10. Oranges And Orange Juice
- Orange juice 1 cup: 419 mcg of beta-cryptoxanthin; 285 mcg lutein + zeaxanthin; 82 mcg of β-carotene; 15 mcg of α-carotene
- Orange 1 medium: 152 mcg of beta-cryptoxanthin; 169 mcg lutein + zeaxanthin; 93 mcg of β-carotene; 14 mcg of α-carotene
Citrus fruits like oranges are a great way to get in those carotenoids because they’re so readily available. Have them as fruit, in juices, smoothies, or in salads. You can even use them to infuse flavor into meats such as duck or chicken. A cup of orange juice has 419 mcg of beta-cryptoxanthin, 285 mcg lutein + zeaxanthin, 82 mcg of β-carotene, and 15 mcg of α-carotene.
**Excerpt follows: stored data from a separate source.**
PR #803, opened 2015-08-20
blend modes: cleaning up a bit, enumerating missing modes, added supp…

larsiusprime:
…ort for lighten & darken.


larsiusprime:
The cairo changes might not really do anything at the moment.

I have verified that drawTiles now supports lighten & darken in flixel. The other blend modes I've added  constants for throughout don't do anything yet, they resolve to default in BlendModeManager for now.

PR #819, opened 2015-09-02
Add osx testing to travis

ibilon:
(hopefully I didn't mess the if)


ibilon:
ok so as expected something went wrong, I forgot about the before install section.

also this will increase by a lot the build time, osx builds take a while to start (one hour in and only 2/10 osx started), there must be a lot less box available than for linux

PR #830, opened 2015-09-12
Drawcommand refactor

larsiusprime:
This is the big one!

The old DrawCommand used dynamic enums which caused all *sorts* of GC-able allocations, as well as other performance bottlenecks. This fixes all that.

Summary:

1. Replace DrawCommand with DrawCommandBuffer
2. Use DrawCommandReader as an abstract view into DrawCommandBuffer
3. Refactor to re-use instance variables where possible to reduce allocations
4. Profit!

This works for Defender's Quest quite well, reduces overall memory use, increases performance, and reduces GC-able allocations.

That said, such a huge change definitely requires some solid testing before it's pulled in. I have made changes to CanvasGraphics too, for instance, and I've checked my code, but I've not run it extensively. We should run this against demos to make sure it lines up and that there aren't regressions.

Testing with HxScout, I got like 40% reduced memory, and decimated the GC allocations. YMMV.


MSGhero:
What's the difference between `splice` and `clear` on arrays? Last week, Joshua said `splice` allocs on Flash but doesn't in cpp, but is `clear` better?

larsiusprime:
Ah, I hadn't checked the flash side just yet. Basically yeah, splice avoids an alloc on cpp for sure, but I'm not sure about flash.

larsiusprime:
@MSGhero : oh I see now. As far as I know there is no clear() function on arrays in the flash api. The clear() command you're seeing for the DrawCommandBuffer is a custom function for that class.

MSGhero:
Ah whoops, ok.

openfl/display/Graphics.hx
```diff
@@ -244,7 +244,7 @@ import js.html.CanvasRenderingContext2D;
 	 */
 	public function beginGradientFill (type:GradientType, colors:Array<Dynamic>, alphas:Array<Dynamic>, ratios:Array<Dynamic>, matrix:Matrix = null, spreadMethod:Null<SpreadMethod> = null, interpolationMethod:Null<InterpolationMethod> = null, focalPointRatio:Null<Float> = null):Void {
 		
-		__commands.push (BeginGradientFill (type, colors, alphas, ratios, matrix, spreadMethod, interpolationMethod, focalPointRatio));
+		__commands.writeBeginGradientFill (type, cast colors, cast alphas, cast ratios, matrix, spreadMethod, interpolationMethod, focalPointRatio);
```
james4k: These casts don't seem safe, and a little surprised that it would build.

Since the public API takes Array<Dynamic>, I don't think we'll be adding any allocs by passing them as Array<Dynamic> all the way through.

openfl/display/DrawCommandType.hx
```diff
@@ -0,0 +1,29 @@
+package openfl.display;
+
+/**
+ * @author larsiusprime
+ */
+
+enum DrawCommandType {
```
james4k: DrawCommandType, DrawCommandBuffer, DrawCommandReader should all be internal APIs, however best that is done. OpenFL users should not use these.

openfl/display/DrawCommandReader.hx
```diff
@@ -0,0 +1,434 @@
...
+		
+	}
+
+}
+
+@:forward
+abstract BeginBitmapFillView (DrawCommandReader) {
+
+	public function new(d:DrawCommandReader)     { this = d; }
+	public var bitmap (get, never):BitmapData;   private function get_bitmap():BitmapData { return cast this.obj(0); }
```
james4k: These View property methods could be inlined, as well as probably all of the DrawCommandBuffer/Reader stuff that are one liners.

openfl/display/DrawCommandReader.hx
```diff
@@ -0,0 +1,434 @@
...
+	
+	public inline function obj (index:Int):Dynamic {
+		
+		return buffer.o[oPos + index];
+		
+	}
+
+}
+
+@:forward
```
james4k: Do we need `@:forward`?

openfl/_internal/renderer/canvas/CanvasGraphics.hx
```diff
@@ -88,7 +91,7 @@ class CanvasGraphics {
 	}
 	
 	
-	private static function createGradientPattern (type:GradientType, colors:Array<Dynamic>, alphas:Array<Dynamic>, ratios:Array<Dynamic>, matrix:Matrix, spreadMethod:Null<SpreadMethod>, interpolationMethod:Null<InterpolationMethod>, focalPointRatio:Null<Float>) {
+	private static function createGradientPattern (type:GradientType, colors:Array<Int>, alphas:Array<Int>, ratios:Array<Int>, matrix:Matrix, spreadMethod:Null<SpreadMethod>, interpolationMethod:Null<InterpolationMethod>, focalPointRatio:Null<Float>) {
```
james4k: Should `alphas:Array<Int>` be `alphas:Array<Float>`?

Although, see previous comment about continuing to use `Array<Dynamic>`.

openfl/display/DrawCommandReader.hx
larsiusprime: I think so, it wasn't compiling without it and someone suggested it and then it worked. TBH I have no idea what it means or does.

openfl/display/Graphics.hx
larsiusprime: I refactored this b/c I had an error with gradients, and along the way I tried to tighten up the types a bit... only to find out the public api is indeed dynamic for em. I think the actual glitch was a messed up variable in the reader anyway, so the typing was probably of no value anyway given it has to be dynamic in the end. I'll revert it in a bit.

openfl/_internal/renderer/canvas/CanvasGraphics.hx
larsiusprime: Yeah this is a mistake. Alphas is indeed a float type, but I'll just put em all back to being Dynamic.

openfl/display/DrawCommandType.hx
MSGhero: private enum with `@:allow`s?

james4k:
Does OpenFL have a fairly comprehensive renderer test suite of some kind that we can use here?

jgranick:
We have the munit tests (under openfl/tests) but this doesn't really cover Graphics, it covers DisplayObject and BitmapData more thoroughly

james4k:
Hmm, I wonder if we can get the final output image for each target to do basic checks on.

larsiusprime:
Do we have a facility in -Dnext to just dump the framebuffer to a BitmapData object? If so then we could just write the file out.

jcward:
> dump the framebuffer to a BitmapData object?
That'd be an interesting feature for lots of testing purposes.

larsiusprime:
@jcward: Most definitely. Flixel's bitmap log is an incredibly handy debugging feature, and being able to know with exact certainty what is being displayed on the screen from code would be incredibly useful. Especially in remote testing situations, as well as on our console efforts.

PR #834, opened 2015-09-13
StageAlignment and StageScaleMode

mumeka:
This is an implementation for StageAlign and StageScaleMode. It works, however we need to talk some issues, there can be better approaches.

(1):
In Flash you can set:
    ```stage.align = "";```
Which makes stage centered, however this behaviour is not documented. And we can not write this line in Haxe, it tells ```stage.align must be flash.display.StageAlign```.

We use StageAlign as an Enum in Openfl, so we can write this code:
    ```stage.align = null;```
But this code crashes in Flash version, it does not allow null.
To make it centered in Flash ouput we need to remove all lines which sets ```stage.align```

(2)
In Flash stage alignment and scaleMode changes view however, it does not edit ```stage.tranform```, changes are hidden.
a
b
c

(2.A.)
Image A uses ```stage.align = StageAlign.TopLeft;```
For Flash transform is:
```stage.transform = (1, 0, 0, 1, 0, 0)```
For Native Openfl with discussed code:
```stage.transform = (1, 0, 0, 1, 0, 0)```

(2.B.)
Image B uses ```stage.align = StageAlign.BottomRight;```
For Flash transform is:
```stage.transform = (1, 0, 0, 1, 0, 0)```
For Native Openfl with discussed code:
```stage.transform = (1, 0, 0, 1, 150, 150)```

(2.C.)
Image C uses ```stage.align = StageAlign.TopLeft; stage.scaleMode = StageScaleMode.SHOW_ALL;```
For Flash transform is:
```stage.transform = (1, 0, 0, 1, 0, 0)```
For Native Openfl with discussed code:
```stage.transform = (2, 0, 0, 2, 0, 0)```

(2.Final)
So this implementation is changing transform and changes are not hidden from developer. Maybe we can hide this changes from transform matrix if it is harmful. 

I will make more tests for this pull request, just wanted to receive ideas.

### DIFF
--- a/openfl/display/Stage.hx
+++ b/openfl/display/Stage.hx
@@ -195,7 +195,7 @@ class Stage extends DisplayObjectContainer implements IModule {
 	 * information, see the "Security" chapter in the <i>ActionScript 3.0
 	 * Developer's Guide</i>.</p>
 	 */
-	public var align:StageAlign;
+	public var align (get, set):StageAlign;
 	
 	/**
 	 * Specifies whether this stage allows the use of the full screen mode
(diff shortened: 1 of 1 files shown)


MSGhero:
(1) Do you think changing `StageAlign` to an `@:enum abstract(String) from String` would work here? There are some other enum classes that cause this kind of issue as well.

mumeka:
It still says ```String should be flash.display.StageAlign``` while compiling Flash target with ```@:enum abstract StageAlign(String) from String```.

You can write ```stage.align = ""``` in native flash with Adobe Flash CC. Because ```Stage.align``` is a String.

However, while Openfl is compiling Flash target, it is not accepting ```String``` but only ```StageAlign``` enum.

MSGhero:
The string you type in has to match the strings defined inside the abstract, and you probably don't have "" defined. Maybe try `to String` too, but I mean it's not that big of a deal.

mumeka:
Ready for merging. We can find a way to fix mentioned issues later, this implementation is better than nothing.

PR #842, opened 2015-09-19
Remove created OpenGL resources from list to avoid memory leak

vroad:
Currently, textures, vertex/index buffers, shader programs created by Context3D is not removed from list when they get disposed. This will slowly lead to memory leak if you create/dispose textures or buffers many times.

Using Array's remove method is not best for performance as it does linear search and creates new array, but I left it untouched for now.

### DIFF
--- a/openfl/display3D/Context3D.hx
+++ b/openfl/display3D/Context3D.hx
@@ -133,7 +133,7 @@ import openfl.Lib;
 	
 	public function createCubeTexture (size:Int, format:Context3DTextureFormat, optimizeForRenderToTexture:Bool, streamingLevels:Int = 0):CubeTexture {
 		
-		var texture = new CubeTexture (GL.createTexture (), size); // TODO use format, optimizeForRenderToTexture and streamingLevels?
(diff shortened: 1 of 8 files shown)


jgranick:
Perhaps the constructors for some of those classes (IndexBuffer, etc) should be private?

jgranick:
Also, do we need to consider looking at making the Context3D API buffered in the future, so we can take commands on an Event.ENTER_FRAME and push to GL as often as we need to? Thanks :smile:

vroad:
According to this, queuing commands from multiple threads and issuing them in a separate thread is good for performance, but it seems pretty complex to implement.
There might be no performance gain if we do that in single thread.

https://www.chromium.org/developers/design-documents/gpu-command-buffer

Constructors of Stage3D classes should be private to prevent users from inappropriately instantiating it, as you said.

vroad:
Next thing we could try to reduce driver overhead is reducing redundant state changes, though I doubt if it has huge effect.
We could also try new features from OpenGL ES 3.0 or above, but I'm still not familiar with that. To do that we should have separate Stage3D implementation for backward compatibility.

A medium sized fruit has 152 mcg of beta-cryptoxanthin, 169 mcg lutein + zeaxanthin, 93 mcg of β-carotene, and 14 mcg of α-carotene.
As you can see, carotenoids are abundant in fresh fruit and vegetables. And even if you don’t care much for cooked vegetables, there are plenty of ways to smuggle them into salads, juices, and desserts.
Too Much Isn’t A Problem!
Unlike animal sources of vitamin A, carotenoids pose no known health problems even when consumed in large amounts and over a long period of time. So don’t worry about having too much of them from natural sources. Also, since the sources of carotenoids are mainly fresh produce, the more the better! Just watch your calorie intake if you are weight watching or have any medical conditions that need you to restrict intake of any of the other nutrients in these fruits and vegetables. But beyond that, feel free to indulge in these colorful foods.